The results of in vivo toxicity tests showed that the nature and degree of chemical intoxication in white mice were in direct proportion to the doses of N-(β-D-galactopyranosyl)-thiosemicarbazide received. Signs of poisoning when giving large doses appeared in the very first minutes and were often fatal within 1 - 2 hours after giving. They were mainly expressed in the manifestation of an excited state (anxiety, increased reaction to external stimuli, tachycardia, rapid breathing), from food, from water. Then this state turned to progressive oppression, leading to complete prostration. Breathing is shallow, frequent, intermittent. Rapid palpitations, at times, turn into arrhythmia. The death of animals that received large toxic doses of the compound occurred mainly on the first day of administration of the substance. The surviving animals showed mild diarrhea and poor appetite, which soon completed.

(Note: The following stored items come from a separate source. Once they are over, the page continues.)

PR #10263, opened 2023-09-27
Make InMemoryStateCalculatorV2 work with state sync chunks.

grao1991:


execution/executor-types/src/executed_chunk.rs
```diff
@@ -89,34 +75,24 @@ impl ExecutedChunk {
...
-            for (idx, ((_, txn_data), expected_txn_info)) in
-                itertools::zip_eq(self.to_commit.iter(), transaction_infos.iter()).enumerate()
-            {
-                if &txn_data.txn_info != expected_txn_info {
+        let start_version =
+            self.result_view.txn_accumulator().version() + 1 - self.to_commit.len() as u64;
+        zip_eq(self.to_commit.iter_mut(), transaction_infos.iter())
+            .enumerate()
+            .try_for_each(|(idx, (txn_to_commit, expected_txn_info))| {
+                if expected_txn_info.state_checkpoint_hash().is_some() && txn_to_commit.transaction_info().state_checkpoint_hash().is_none() {
```
msmouse, line 84:
```
// On replaying, we generate state checkpoints only periodically, for the last state checkpoint of each chunk; A mismatch in the SMT will be detected at that occasion too. Here we just copy in the state root from the TxnInfo in the proof.
```

types/src/transaction/mod.rs
```diff
@@ -1345,6 +1345,25 @@ impl TransactionToCommit {
...
+        let transaction_info_with_state_checkpoint_hash = TransactionInfo::new(
+            transaction_info.transaction_hash(),
+            transaction_info.state_change_hash(),
+            transaction_info.event_root_hash(),
+            Some(state_checkpoint_hash),
+            transaction_info.gas_used(),
+            transaction_info.status().clone(),
+        );
+
+        self.transaction_info = transaction_info_with_state_checkpoint_hash;
```
msmouse, line 1362: why not update in place?

execution/executor/src/components/in_memory_state_calculator_v2.rs
```diff
@@ -110,56 +92,104 @@ impl InMemoryStateCalculatorV2 {
...
+                &proof_reader,
+            )?
+        } else {
+            base.base.clone()
         };
 
+        let first_version = base.current_version.map_or(0, |v| v + 1);
+        let mut latest_checkpoint_version = base.base_version;
+        let mut state_checkpoint_hashes = Vec::with_capacity(num_txns);
+        state_checkpoint_hashes.resize(num_txns, None);
```
msmouse, line 144: `vec![None; num_txns]` should work? https://play.rust-lang.org/?version=stable&mode=debug&edition=2021

grao1991: Done

types/src/transaction/mod.rs
grao1991: Want to avoid exposing a mutable API directly from TransactionInfo, to limit the place to mutate it.

execution/executor-types/src/executed_chunk.rs
grao1991: Done

types/src/transaction/mod.rs
msmouse: Then a `TransactionInfo::fill_state_checkpoint_hash(mut self, hash: HashValue) -> Self` would be neat (then you can https://play.rust-lang.org/?version=stable&mode=debug&edition=2021&gist=aaba6e74c2baed5286d6a3431fd275b5). up to you.

grao1991: Just realized I need to update the hash before calculating the accumulator.. Now this function is not needed.

execution/executor/src/components/apply_chunk_output.rs
```diff
@@ -145,56 +141,39 @@ impl ApplyChunkOutput {
     pub fn apply_chunk(
         chunk_output: ChunkOutput,
         base_view: &ExecutedTrees,
+        state_checkpoint_hashes: Option<Vec<Option<HashValue>>>,
         append_state_checkpoint_to_block: Option<HashValue>,
     ) -> Result<(ExecutedChunk, Vec<Transaction>, Vec<Transaction>)> {
-        let ChunkOutput {
```
msmouse, line 150: @grao1991  promises to remove the entire calculator v1 NEXT WEEK :trollface:

msmouse (approved):

zekun000 (approved):

PR #6, opened 2023-06-17
Add generic building graphics fallback

### LINKED ISSUE #5: Lacks NewTheater support for generic (xGxxxx) artwork, to go along with the defined NewTheaterBuildingLetter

The postmortem autopsy of the dead white mice revealed: the back of the corpses is soiled with liquid feces; the brain is swollen, hyperemic; the mucous membrane of the stomach and intestines is strongly hyperemic, in some places there are areas of extensive hemorrhage and necrosis; the liver is enlarged, dark red, its parenchyma is softened; kidneys of normal size, multiple punctate hemorrhages under the membrane; the heart is flabby, the myocardium is soft, the ventricles contain dark red blood clots, there are punctate hemorrhages on the epicardium and endocardium; the lungs are edematous in dark red color, the blood vessels are dilated.
The results of statistical processing of digital experimental data showed that (Table 4) the maximum tolerated dose (LD50) of N-(β-D-galactopyranosyl)-thiosemicarbazide for white mice was 400 mg/kg, LD16 was 754 mg/kg, average lethal dose LD50 was 1134 (957 ± 1311) mg/kg, LD84 was 1534 mg/kg and lethal dose (LD100) was 2000 mg/kg. Thus, when studying the toxicity of compound 4, it was found that according to the current classification of the hazard of chemotherapeutic drugs according to the degree of effect on the body (GOST 12.1.007-76), N-(β-D-galactopyranosyl)-thiosemicarbazide belongs to substances III class of moderate hazard [13] [14] . That is why N-(β-D-galactopyranosyl)-thiosemicarbazide is a promising substance for its further study to use it in practice.
Table 1 shows comparison of antimycobacterial, antituberculosic, anti-viral (influenza), antineoplastic activity (0.9 > Pa > 0.5) and with a low probability of cytostatic/cytotoxic, antidiabetic activity properties for N-(β-D-galactopyranosyl)-thiosemicarbazide with the N-(β-D-xylopyranosyl)-thiosemicarbazide. Therefore, in addition to antibacterial activity, compound 4 possess high probability which can exhibit the above pharmacological properties, and is of interest as a promising drug for experimental studies.
4. Conclusions
An efficient method is proposed for the synthesis of carbohydrate derivatives of semicarbazides using the Lawesson reagent, which was not previously used for this class of compounds. The structures of the synthesized N-(β-D-xylopyranosyl)-thiosemicarbazide and N-(β-D-galactopyranosyl)-thiosemicarbazide were established by physical research methods. The resulting substances are stable, individual compounds in crystalline form.
Based on in silico analysis of the results, N-(β-D-galactopyranosyl)-thiosemicarbazide was selected from the two above-named compounds as the most promising antibacterial drug and with which experimental tests were carried out. The results of in vitro (antibacterial activity) and in vivo (toxic effects) experiments allow us to conclude that the theoretical prediction of the antibacterial activity of N-(β-D-galactopyranosyl)-thiosemicarbazide confirmed by experimental data. Compound (4) in the studied concentrations has a pronounced bactericidal and bacteriostatic effect. It was also established that compound (4) belongs to the III class of hazardous substances; therefore, it can be concluded that N-(β-D-galactopyranosyl)-thiosemicarbazide is a promising compound for further study to use it in practice.